» **Exercise description**
Word for word, restate every entry that follows.

» **Provided data**
**********
PR #312, opened 2020-05-31
fix uninstall.sh

reacocard:
fixes the errors
"rm: cannot remove '/home/reacocard/.local/share/gnome-shell/extensions/paperwm@hedning:matrix.org': Is a directory"
and
"rm: remove write-protected regular file '/home/reacocard/.local/share/gnome-shell/extensions/paperwm@hedning:matrix.org/.git/objects/pack/pack-3c3158f6621fdd04f2b4c3870a93934d2f6b695f.pack'?"
by adding -r and -f respectively to rm.

### DIFF
--- a/uninstall.sh
+++ b/uninstall.sh
@@ -19,4 +19,12 @@ if [[ "$LINK" != "$REPO" ]]; then
     echo "$EXT" does not link to "$REPO", refusing to remove
     exit 1
 fi
-rm $EXT
+if [ -L "$EXT" ]; then
+    rm "$EXT"
+else
+    read -p "Remove $EXT? (y/N): " -n 1 -r
+    echo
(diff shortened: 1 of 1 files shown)


hedning:
See https://github.com/paperwm/PaperWM/pull/279#issuecomment-604957573 for the reasoning why I'm hesitant to do it this way.

reacocard:
Ah, that makes sense. I could make the logic a bit smarter, i.e. test whether it's a symlink and if it is, just rm the link, otherwise rm -rf the whole directory. Does that sound reasonable?

hedning:
Yeah, that's reasonable. I'd be in favor of adding a confirmation before removing the directory though, so what's happening is clear.

reacocard:
I've updated it with the test logic and confirmation, please take another look.

hedning:
Cheers :)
**********
» **Output for this task**
PR #312, opened 2020-05-31
fix uninstall.sh

reacocard:
fixes the errors
"rm: cannot remove '/home/reacocard/.local/share/gnome-shell/extensions/paperwm@hedning:matrix.org': Is a directory"
and
"rm: remove write-protected regular file '/home/reacocard/.local/share/gnome-shell/extensions/paperwm@hedning:matrix.org/.git/objects/pack/pack-3c3158f6621fdd04f2b4c3870a93934d2f6b695f.pack'?"
by adding -r and -f respectively to rm.

### DIFF
--- a/uninstall.sh
+++ b/uninstall.sh
@@ -19,4 +19,12 @@ if [[ "$LINK" != "$REPO" ]]; then
     echo "$EXT" does not link to "$REPO", refusing to remove
     exit 1
 fi
-rm $EXT
+if [ -L "$EXT" ]; then
+    rm "$EXT"
+else
+    read -p "Remove $EXT? (y/N): " -n 1 -r
+    echo
(diff shortened: 1 of 1 files shown)


hedning:
See https://github.com/paperwm/PaperWM/pull/279#issuecomment-604957573 for the reasoning why I'm hesitant to do it this way.

reacocard:
Ah, that makes sense. I could make the logic a bit smarter, i.e. test whether it's a symlink and if it is, just rm the link, otherwise rm -rf the whole directory. Does that sound reasonable?

hedning:
Yeah, that's reasonable. I'd be in favor of adding a confirmation before removing the directory though, so what's happening is clear.

reacocard:
I've updated it with the test logic and confirmation, please take another look.

hedning:
Cheers :)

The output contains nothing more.